- Rapidan Location in Virginia Rapidan Rapidan (the United States)
- Coordinates (city): 38°18′45″N 78°03′57″W﻿ / ﻿38.31250°N 78.06583°W
- Country: United States
- State: Virginia
- County: Culpeper & Orange
- Established: Mid- to late 1700s

Area
- • Total: 49 sq mi (130 km^{2})
- Elevation: 430 ft (131 m)

Population (2010)
- • Total: 1,469
- • Density: 30/sq mi (12/km^{2})
- Time zone: UTC-5 (EST)
- • Summer (DST): UTC-4 (EDT)
- ZIP code: 22733
- Area code: 540

= Rapidan, Virginia =

Unincorporated community in Virginia, United States

Rapidan is a small unincorporated community in the Virginia counties of Culpeper and Orange, approximately five miles (8 km) northeast of the Town of Orange. The community, located on both sides of the Rapidan River, was established in the late eighteenth century around the Waugh's Ford mill. The Orange and Alexandria Railroad built a line through the town in 1854, a post office was built at the river crossing, and its name was changed to Rapid Ann Station. Milling remained a major industry in the area up through the mid-twentieth century.

==History==
Its strategic location along both a railroad and a river brought about several destructive raids during the Civil War. Willis’ mill (ca. 1772), which stood in the location of the current mill, was burned along with several homes and other structures, although the miller's house remained. The village of Rapid Ann Station resumed its prominence as a regional shipping point after the railroad was rebuilt following the Civil War, particularly for lumber and wood products. Its name was changed once again in 1886 to the present-day Rapidan.

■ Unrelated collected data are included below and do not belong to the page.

PR #434, opened 2020-08-09
Add missing summedAttack processing

kagekiyo7:
> ①　攻撃力表記値/10、切り上げ
　65981→6599
②　①*艇、切り上げ
　6599*1.1=7258.9→7259
③　②*炉、切り上げ
　7259*1.1=7984.9→7985
④　③*10
　7985→79850

from: https://twitter.com/zekasyuz/status/1287157981000343552

I create new displayAttack variable for display.
It will branched to summedAttack variable.

imageimage

and I change to Math.ceil to Math.round

## Verification of "Math.round"
Sum of other numbers: 20715
Number of weapon: 1
Master Bonus ATK: 18%

- (20715 + (2950 x 1.2)) x 1.18 = 28620.9
image

- (20715 + (3300 x 1.2)) x 1.18 = 29116.5
image

- (20715 + (2480 x 1.2)) x 1.18 = 27955.38
image

- (20715 + (840 x 1.2)) x 1.18 = 25633.14
image

### DIFF
--- a/src/global_logic.js
+++ b/src/global_logic.js
@@ -1033,7 +1033,7 @@ module.exports.calcBasedOneSummon = function (summonind, prof, buff, totals) {
 
         res[key] = {
             totalAttack: Math.ceil(totalAttack),
-            displayAttack: Math.ceil(displayAttack),
+            displayAttack: Math.round(displayAttack),
             totalSkillCoeff: totalSkillCoeff,
             totalHP: Math.round(totalHP),
             displayHP: Math.round(displayHP),
--- a/src/global_logic.js
+++ b/src/global_logic.js
@@ -478,11 +478,11 @@ module.exports.calcBasedOneSummon = function (summonind, prof, buff, totals) {
         if (key == "Djeeta") {
             // for Djeeta
             // ATK
-            var summedAttack = totals[key]["baseAttack"];
-            summedAttack += totals[key]["armAttack"];
-            summedAttack += totalSummon["attack"];
-            summedAttack += totals["Djeeta"]["job"].atBonus;
-            summedAttack *= 1.0 + buff["master"];
+            var displayAttack = totals[key]["baseAttack"];
+            displayAttack += totals[key]["armAttack"];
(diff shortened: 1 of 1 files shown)


OrkunKocyigit:
It might be unrelated but in code line 3312 uses following statement:
`var summedAttack = onedata[key].displayAttack`
And the one that sets up this value is at line 1036
`displayAttack: Math.round(displayAttack),`
However line 508 defines summed attack as follows:
```
let summedAttack = Math.ceil(displayAttack / 10);
// TODO: Add Airship Effect and Crew Skill here.
//summedAttack = Math.ceil(summedAttack * (1.0 + Airship Effect));
//summedAttack = Math.ceil(summedAttack * (1.0 + Crew Skill));
summedAttack *= 10;
```
Question is do we need to update line 3312 as well?

kagekiyo7:
Yes. Thank you for reporting.

OrkunKocyigit:
I feel like calculations need to be done on display account variable then summed attack variable right? Let's say we get attack of 4998.5. In that case we set display attack to 4998.5, summed attack to 4999. Then calculate everything using 4999. Then pass 4998.5 to result.js as a display attack. Unless I am mistaken, shouldn't it be other way around?

kagekiyo7:
4998.5 of attack, becomes 4999 by `Math.round()` in case of `displayAttack`, (and passed to results.js)
https://github.com/MotocalDevelopers/motocal/blob/19234919a54f3c2ce07cc673ffb0266a35d13c16/src/global_logic.js#L1036

next, becomes 5000 by this code in case of `summedAttack`. (and used for calculation)
https://github.com/MotocalDevelopers/motocal/blob/19234919a54f3c2ce07cc673ffb0266a35d13c16/src/global_logic.js#L508-L512

Math.ceil(4998.5 / 10) = 500
500 * 10 = 5000

Do you feel a problem it?

OrkunKocyigit:
I checked on it with Twitter and ingame. It looks fine.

In 1987, the Rapidan Historic District, encompassing 35 contributing buildings and three noncontributing buildings within 182 acres (74 ha), was designated a National Historic District, added to both the Virginia Landmarks Register (VLR) and the National Register of Historic Places (NRHP). Contributing buildings include the Waddell Memorial Presbyterian Church, listed separately on the VLR and NRHP. Although not within the Rapidan Historic District, the community of Rapidan is also home to an eighteenth-century middle-class farmhouse known as Locust Grove (also known as Goodwin Farm), which was listed on the VLR and NRHP in 1985.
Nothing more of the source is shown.